するとピアストリはフィニッシュラインを越えるや、極端に減速した。それでもノリスは0.017秒差で、ピアストリを暫定ポールの座から引きずり下ろした。ただ、セッション終盤の最後のアタックで、ピアストリは自己ベストを約0.3秒縮める1分11秒546を記録。その直前に最後のアタックを終えていたノリスは、セクター2、3で自己ベストを更新できず。ピアストリが今季4度目のポールポジションを獲得した。

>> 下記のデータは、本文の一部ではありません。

PR #1669, opened 2021-04-23
Deploy samples to GitHub pages.

jdarpinian:


compile.sh
```diff
@@ -23,5 +24,12 @@ if [ -d out ]; then
   cp spec/* out/
   rm out/{README.md,Makefile,*.py,*.bs}
 
+  echo 'Copying samples/* -> out/samples/'
+  cp samples/* out/samples/
+
+  echo 'Copying tools/* -> out/tools/'
```
kainino0x, line 30: Hm, seems like today `tools` is just spec tools, not things like the workload simulator. Perhaps we could just put the workload simulator in samples/ and omit `tools` from the deployment - WDYT?

kainino0x: Well, tools would be ok too. Up to you. The extglob below is kind of arcane though, is there something simpler?

compile.sh
```diff
@@ -23,5 +24,12 @@ if [ -d out ]; then
...
+  cp tools/* out/tools/
+  rm out/tools/{*.json,!(*.*)}
```
kainino0x, line 32: Not precisely sure what this is doing, but could it be
```suggestion
  cp tools/*.* out/tools/
  rm out/tools/package.json
```

compile.sh
jdarpinian: Yeah, it's kind of arcane. I'm fine with putting it in `samples/` instead and that will avoid needing the weird glob.

jdarpinian:
Hmm, it seems like the GitHub actions run did not use the new compile.sh, as it didn't print "Copying samples/* -> out/samples/", and indeed did not copy the file either. I don't know why that would be, does it somehow use the main branch version of the script?

jdarpinian:
Hmm, yeah, I see, the github workflow has a step named "Pull PR" but it doesn't actually do that, instead it checks out main and downloads a couple of selected .bs files from the pull request. Seems like a weird way to do it. Anyway, this should work once merged to main.

kainino0x:
It's because the PR builds run against untrusted PRs, but for PR previews we need access to repo secrets. So we just run the build using the code from the main branch and the .bs files from the PR.

kainino0x (approved):

PR #1673, opened 2021-04-26
Add invariant attribute

### LINKED ISSUE #893: Invariant qualifier
Shader optimizers can cause exact bit results of computations to vary slightly depending on how the stars align. This can mess up algorithms that run multiple passes on the same geometry. All algorithms that involve a depth compare function of "equal" will probably fall into this problem.

We should add an `invariant` qualifier to the language to solve this problem. This qualifier indicates that the same local operation must produce consistent results, even if the global environment has changed.

MSL [has](https://developer.apple.com/metal/Metal-Shading-Language-Specification.pdf#//apple_ref/doc/uid/TP40014364) this qualifier today on vertex function outputs (section 5.2.3.3 Vertex Function Output Attributes). GLSL [has](https://www.khronos.org/opengl/wiki/Type_Qualifier_(GLSL)#Invariance_qualifiers) (essentially) the same thing. HLSL [seems not to](https://github.com/KhronosGroup/glslang/issues/1911) have it?

alan-baker:
Fixes #893

* Adds the invariant attribute for user-defined outputs of entry points

### DIFF
--- a/wgsl/index.bs
+++ b/wgsl/index.bs
@@ -446,13 +446,14 @@ literal_or_ident
     <td>*None*
     <td>Must only be applied to an entry point return type, or member of a
     [=structure=] type.
-    Must not be applied to built-in variables.
+    Must not be applied to user-defined IO (see [[#user-data-attributes).
 
-    Specifies that the computation of the user-defined output (see
-    [[#user-data-attributes]]) is invariant across programs.
-    That is, if the data and control flow match for two outputs marked as
-    invariant in different entry points, then result values for those outputs
-    are guaranteed to be the same.
+    When applied to the `position` [=built-in output variable=] of a vertex
+    shader, the computation of the result is invariant across programs.
+    That is, if the data and control flow match for two `position` outputs in
+    different entry points, then the result values are guaranteed to be the
+    same.
+    Has not effect when applied to any other built-in variable.
 
   <tr><td><dfn noexport dfn-for="attribute">`location`
     <td>non-negative i32 literal
--- a/wgsl/index.bs
+++ b/wgsl/index.bs
@@ -447,11 +447,16 @@ literal_or_ident
     <td>Must only be applied to the `position` built-in variable.
 
     When applied to the `position` [=built-in output variable=] of a vertex
-    shader, the computation of the result is invariant across programs.
+    shader, the computation of the result is invariant across different
+    programs and different invocations of the same entry point.
     That is, if the data and control flow match for two `position` outputs in
     different entry points, then the result values are guaranteed to be the
     same.
     There is no affect on a `position` [=built-in input variable=].
+
+    Note: this attribute maps to the `Invariant` decoration in SPIR-V, the
+    `invariant` attribute in Metal shading language, the `precise` qualifier in
+    HLSL, the `invariant` qualifier in GLSL.
 
   <tr><td><dfn noexport dfn-for="attribute">`location`
     <td>non-negative i32 literal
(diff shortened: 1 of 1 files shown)


jdashg:
The situation for non-invariant outputs is worse than this makes it sound, and I think we will need to be very clear here about what we do and don't mean.

wgsl/index.bs
```diff
@@ -442,6 +442,18 @@ literal_or_ident
     and [=fragment=] inputs.
     See [[#interpolation]].
 
+  <tr><td><dfn noexport dfn-for="attribute">`invariant`
+    <td>*None*
+    <td>Must only be applied to an entry point return type, or member of a
+    [=structure=] type.
+    Must not be applied to built-in variables.
```
kvark, line 449: This is the opposite of what we agreed so far.
In Metal, invariant can *only* be applied to the output position from VS, nothing else.

kvark (changes requested):

wgsl/index.bs
alan-baker: Wow, I really misread that issue. I'll update this to just position.

wgsl/index.bs
```diff
@@ -442,6 +442,19 @@ literal_or_ident
...
+    <td>Must only be applied to an entry point return type, or member of a
+    [=structure=] type.
+    Must not be applied to user-defined IO (see [[#user-data-attributes).
+
+    When applied to the `position` [=built-in output variable=] of a vertex
+    shader, the computation of the result is invariant across programs.
+    That is, if the data and control flow match for two `position` outputs in
+    different entry points, then the result values are guaranteed to be the
+    same.
+    Has not effect when applied to any other built-in variable.
```
kvark, line 456: why do we want to allow this if it has no effect?

alan-baker: This is the stance we've taken for many other attributes. Also, thinking of sharing structs, it needs to be allowed on position input at least for fragments. We could say only apply to position built-in variables I suppose, but it is less symmetric with other attributes.

kvark: right. Our stance on other attributes is dictated by the need to use the relevant structs/types in other contexts. Here, there is no use of invariance outside of the position builtin, for now at least. So we should only allow it there. If we want to relax this later, we can.

kvark (approved):
Thank you!

jdashg:
<details><summary><a href="https://github.com/gpuweb/gpuweb/wiki/WGSL-2021-04-27-Minutes#add-invariant-attribute-1673">WGSL meeting minutes 2021-04-27</a></summary>



*   AB: Intent is to be vague.  Vendor documentation is very wish-washy. Don’t want to rat-hole down this path too far.
*   MM: Can we map the meaning to specific keywords/concepts in underlying languages?
*   JG: Can do that non-normatively.  We know it’s true.
*   RM: Non-normative note sounds good.
*   MM: Would like to get something more than what’s there.
*   AB: Non-normative reference is easy.  I can take another crack at writing the normative text. E.g. something about the cone of influence….
*   JG: Want to make it clear that consistency applies within the same entry point too.
*   AB: Suggest consistency of different pipelines.
*   JG: It’s not what underlying APIs give us.  Ideally want someone to come away with a cosmic feel of horror. The guarantees are pretty low. E.g. same pipeline under different conditions.
*   AB: Could make invariant the default.
*   MM: Metal team found it caused pessimization on performance.  So it’s opt-in for Metal.
*   JG: ESSL 3 spec has some background/history/motivation.
*   JG: I’ll propose text as followup.  Please add the non-normative reference.
*   AB: What I wrote is a reduction/simplification of underlying languages.


</details>

jdashg:
<details><summary><a href="https://github.com/gpuweb/gpuweb/wiki/WGSL-2021-05-04-Minutes#add-invariant-attribute-1673">WGSL meeting minutes 2021-05-04</a></summary>



*   Ship it


</details>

現在、ドライバーズランキング首位を走るピアストリ。もともとレースでは抜群の安定性を誇り、2024年の第4戦エミリアロマーニャGP以来、26戦連続入賞(うち6勝を含む15回の表彰台)の記録を続けている。
それに加えて今年のピアストリは、本人も課題だと言っていた予選の速さが大きく改善された。去年は20勝4敗でノリスが圧倒していたのが、今季は前戦モナコGPまでで4勝4敗。そして今回、ついにノリスを上回った。ちなみに今季のポール獲得数も、ノリスの2回に対してピアストリはすでに4回だ。
予選後のインタビューでピアストリは、「12カ月前に比べたら、大きく逆転できた」と、喜びを語っていた。確かに去年のスペインGP予選は、ポールポジションを獲得したノリスに対し、ピアストリはタイム抹消やコースオフで10番手に終わっていた。
そして今回の0.209秒というふたりの差は、今季これまでで最も大きい差だ。予選でもレースでも進化が止まらないピアストリに、ノリスが心中穏やかでないのは確かだろう。